Many people don't understand cancers are different among each type of cancers and within a category of cancer, you have many differences within. This is what makes cancer so hard to treat because no one person really has the same type of cancer even though they're in the same category. For a solid tumor cancer such as colon cancer, there are so many genetic variants which if one has a specific genetic mutation would make specific drugs either effective or ineffective. If you're KRAS Wild, then Erbitux is a drug option but if one is KRAS Mutant, Erbitux is totally ineffective. If your MSI-high, then you have immunotherapy options. But if your MSS, then the current immunotherapies will not work at all. And unfortunately, most colon cancer patients are MSS. There are also other mutations tracked with colon cancer such as BRAF.

This is why you're seeing buzz word statements being thrown around by many advertisements called targeted cancer treatment or individualized cancer treatment.

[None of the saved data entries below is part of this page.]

PR #689, opened 2022-11-09
Use TLS-based `with_current_task()` in all crates

kevinaboos:
* Refactor `schedule()` and `task_switch()` to more clearly handle
  the ownership/borrowing of `TaskRef`s for the current and next tasks.

* `get_my_current_task_id()` is now infallible, since we can guarantee
   that the task's ID is known before it can possibly begin executing.

* `get_my_current_task()` now returns an owned `TaskRef`, because
   the current task is now stored in a TLS variable which cannot be 
   returned as a reference since its thread lifetime is undefinable.

* Introduce new `with_current_task<F>(closure: F)` function, which is 
  more efficient because it avoids cloning the current task's `TaskRef`.

* Completely remove `TaskLocalData`, as it is no longer used.

### DIFF
--- a/Cargo.lock
+++ b/Cargo.lock
@@ -946,6 +946,7 @@ dependencies = [
  "acpi_table",
  "memory",
  "sdt",
+ "static_assertions",
  "zerocopy",
 ]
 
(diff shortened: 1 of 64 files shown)


kevinaboos:
Note: this is waiting on #692 to be merged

More patients are going through genetic testing to see what mutations are present in their tumors so targeted therapies can be created to treat that person's specific cancer. The insidious issue with cancer is what you learn in your biology class with genetics. Because of the fast replication rate of cancer cells, eventually cancer cells mutate to adapt and work around any drug treatment. This is why immunotherapy is such a hot area of research. And to put things in perspective, the main line drug used to treat colon cancer is still 5FU. 5FU is a DNA scrambler that affects fast replicating cells....ie cancer cells. But unfortunately, cells in the GI tract are also of this type of profile hence all of the nasty side effects. 5FU was created, if I remember correctly, back in the late 40s. This should tell you how daunting finding a cure for cancer is.